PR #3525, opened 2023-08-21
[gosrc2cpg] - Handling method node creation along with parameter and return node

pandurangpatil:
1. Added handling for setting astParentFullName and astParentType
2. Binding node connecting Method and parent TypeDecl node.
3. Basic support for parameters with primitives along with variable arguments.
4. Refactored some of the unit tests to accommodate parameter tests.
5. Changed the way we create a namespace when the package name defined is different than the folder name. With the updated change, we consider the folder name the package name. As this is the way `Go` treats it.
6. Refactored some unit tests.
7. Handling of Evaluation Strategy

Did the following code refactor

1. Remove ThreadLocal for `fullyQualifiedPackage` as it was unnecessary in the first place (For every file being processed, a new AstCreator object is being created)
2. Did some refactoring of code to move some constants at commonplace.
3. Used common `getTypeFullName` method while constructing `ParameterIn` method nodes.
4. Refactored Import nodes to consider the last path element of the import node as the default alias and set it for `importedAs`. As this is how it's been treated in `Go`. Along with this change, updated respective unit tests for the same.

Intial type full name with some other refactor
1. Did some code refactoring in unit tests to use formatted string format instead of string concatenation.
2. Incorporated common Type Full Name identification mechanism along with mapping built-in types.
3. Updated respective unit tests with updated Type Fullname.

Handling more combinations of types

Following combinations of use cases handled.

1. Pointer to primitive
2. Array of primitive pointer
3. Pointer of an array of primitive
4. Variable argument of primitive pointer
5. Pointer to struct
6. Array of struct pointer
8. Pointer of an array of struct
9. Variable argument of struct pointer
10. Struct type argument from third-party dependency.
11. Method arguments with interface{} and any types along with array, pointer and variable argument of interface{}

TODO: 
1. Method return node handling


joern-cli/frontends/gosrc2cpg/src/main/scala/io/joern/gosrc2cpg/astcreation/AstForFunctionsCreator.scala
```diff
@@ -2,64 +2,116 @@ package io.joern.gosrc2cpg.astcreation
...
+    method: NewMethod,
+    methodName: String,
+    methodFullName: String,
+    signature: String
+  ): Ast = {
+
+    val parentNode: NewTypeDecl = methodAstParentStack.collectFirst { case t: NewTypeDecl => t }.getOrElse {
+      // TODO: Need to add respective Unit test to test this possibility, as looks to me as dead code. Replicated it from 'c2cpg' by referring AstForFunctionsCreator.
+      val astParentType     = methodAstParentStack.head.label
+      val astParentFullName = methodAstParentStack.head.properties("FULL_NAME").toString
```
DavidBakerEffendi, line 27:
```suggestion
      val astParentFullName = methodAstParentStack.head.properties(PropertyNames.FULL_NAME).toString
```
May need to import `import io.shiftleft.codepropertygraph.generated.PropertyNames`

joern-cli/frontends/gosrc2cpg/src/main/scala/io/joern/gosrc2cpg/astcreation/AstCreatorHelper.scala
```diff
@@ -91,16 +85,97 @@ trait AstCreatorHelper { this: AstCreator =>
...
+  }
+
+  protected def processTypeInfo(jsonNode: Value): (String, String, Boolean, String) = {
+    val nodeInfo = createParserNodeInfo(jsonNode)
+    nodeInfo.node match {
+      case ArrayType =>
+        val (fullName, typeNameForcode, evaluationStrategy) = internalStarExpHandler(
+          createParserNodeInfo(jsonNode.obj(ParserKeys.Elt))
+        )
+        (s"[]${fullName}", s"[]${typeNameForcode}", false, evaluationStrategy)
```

- _Aim of the exercise_
Using the listing above, print every entry exactly.

- _Response to the task_
PR #3525, opened 2023-08-21
[gosrc2cpg] - Handling method node creation along with parameter and return node

pandurangpatil:
1. Added handling for setting astParentFullName and astParentType
2. Binding node connecting Method and parent TypeDecl node.
3. Basic support for parameters with primitives along with variable arguments.
4. Refactored some of the unit tests to accommodate parameter tests.
5. Changed the way we create a namespace when the package name defined is different than the folder name. With the updated change, we consider the folder name the package name. As this is the way `Go` treats it.
6. Refactored some unit tests.
7. Handling of Evaluation Strategy

Did the following code refactor

1. Remove ThreadLocal for `fullyQualifiedPackage` as it was unnecessary in the first place (For every file being processed, a new AstCreator object is being created)
2. Did some refactoring of code to move some constants at commonplace.
3. Used common `getTypeFullName` method while constructing `ParameterIn` method nodes.
4. Refactored Import nodes to consider the last path element of the import node as the default alias and set it for `importedAs`. As this is how it's been treated in `Go`. Along with this change, updated respective unit tests for the same.

Intial type full name with some other refactor
1. Did some code refactoring in unit tests to use formatted string format instead of string concatenation.
2. Incorporated common Type Full Name identification mechanism along with mapping built-in types.
3. Updated respective unit tests with updated Type Fullname.

Handling more combinations of types

Following combinations of use cases handled.

1. Pointer to primitive
2. Array of primitive pointer
3. Pointer of an array of primitive
4. Variable argument of primitive pointer
5. Pointer to struct
6. Array of struct pointer
8. Pointer of an array of struct
9. Variable argument of struct pointer
10. Struct type argument from third-party dependency.
11. Method arguments with interface{} and any types along with array, pointer and variable argument of interface{}

TODO: 
1. Method return node handling


joern-cli/frontends/gosrc2cpg/src/main/scala/io/joern/gosrc2cpg/astcreation/AstForFunctionsCreator.scala
```diff
@@ -2,64 +2,116 @@ package io.joern.gosrc2cpg.astcreation
...
+    method: NewMethod,
+    methodName: String,
+    methodFullName: String,
+    signature: String
+  ): Ast = {
+
+    val parentNode: NewTypeDecl = methodAstParentStack.collectFirst { case t: NewTypeDecl => t }.getOrElse {
+      // TODO: Need to add respective Unit test to test this possibility, as looks to me as dead code. Replicated it from 'c2cpg' by referring AstForFunctionsCreator.
+      val astParentType     = methodAstParentStack.head.label
+      val astParentFullName = methodAstParentStack.head.properties("FULL_NAME").toString
```
DavidBakerEffendi, line 27:
```suggestion
      val astParentFullName = methodAstParentStack.head.properties(PropertyNames.FULL_NAME).toString
```
May need to import `import io.shiftleft.codepropertygraph.generated.PropertyNames`

joern-cli/frontends/gosrc2cpg/src/main/scala/io/joern/gosrc2cpg/astcreation/AstCreatorHelper.scala
```diff
@@ -91,16 +85,97 @@ trait AstCreatorHelper { this: AstCreator =>
...
+  }
+
+  protected def processTypeInfo(jsonNode: Value): (String, String, Boolean, String) = {
+    val nodeInfo = createParserNodeInfo(jsonNode)
+    nodeInfo.node match {
+      case ArrayType =>
+        val (fullName, typeNameForcode, evaluationStrategy) = internalStarExpHandler(
+          createParserNodeInfo(jsonNode.obj(ParserKeys.Elt))
+        )
+        (s"[]${fullName}", s"[]${typeNameForcode}", false, evaluationStrategy)
```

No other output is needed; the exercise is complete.